─── Information provided ───
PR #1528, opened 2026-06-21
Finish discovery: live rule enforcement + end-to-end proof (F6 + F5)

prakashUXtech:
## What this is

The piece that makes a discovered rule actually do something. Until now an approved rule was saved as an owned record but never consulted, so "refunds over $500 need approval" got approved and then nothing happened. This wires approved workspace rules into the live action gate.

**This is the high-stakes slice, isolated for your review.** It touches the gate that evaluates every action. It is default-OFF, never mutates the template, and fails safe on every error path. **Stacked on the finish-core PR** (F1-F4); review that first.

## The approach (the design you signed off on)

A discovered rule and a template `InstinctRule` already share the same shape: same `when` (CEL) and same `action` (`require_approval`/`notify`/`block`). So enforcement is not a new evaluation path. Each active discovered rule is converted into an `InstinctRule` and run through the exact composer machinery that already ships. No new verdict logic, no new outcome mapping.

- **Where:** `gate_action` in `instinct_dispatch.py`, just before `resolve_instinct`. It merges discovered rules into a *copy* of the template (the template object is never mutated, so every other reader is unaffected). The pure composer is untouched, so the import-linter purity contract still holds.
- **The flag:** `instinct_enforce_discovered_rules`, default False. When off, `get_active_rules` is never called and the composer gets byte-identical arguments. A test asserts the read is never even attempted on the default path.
───
Take exactly the lines from the one containing "The piece that" through the one containing "review that first." in the data above, and output them with nothing added.

**Answer section**
The piece that makes a discovered rule actually do something. Until now an approved rule was saved as an owned record but never consulted, so "refunds over $500 need approval" got approved and then nothing happened. This wires approved workspace rules into the live action gate.

**This is the high-stakes slice, isolated for your review.** It touches the gate that evaluates every action. It is default-OFF, never mutates the template, and fails safe on every error path. **Stacked on the finish-core PR** (F1-F4); review that first.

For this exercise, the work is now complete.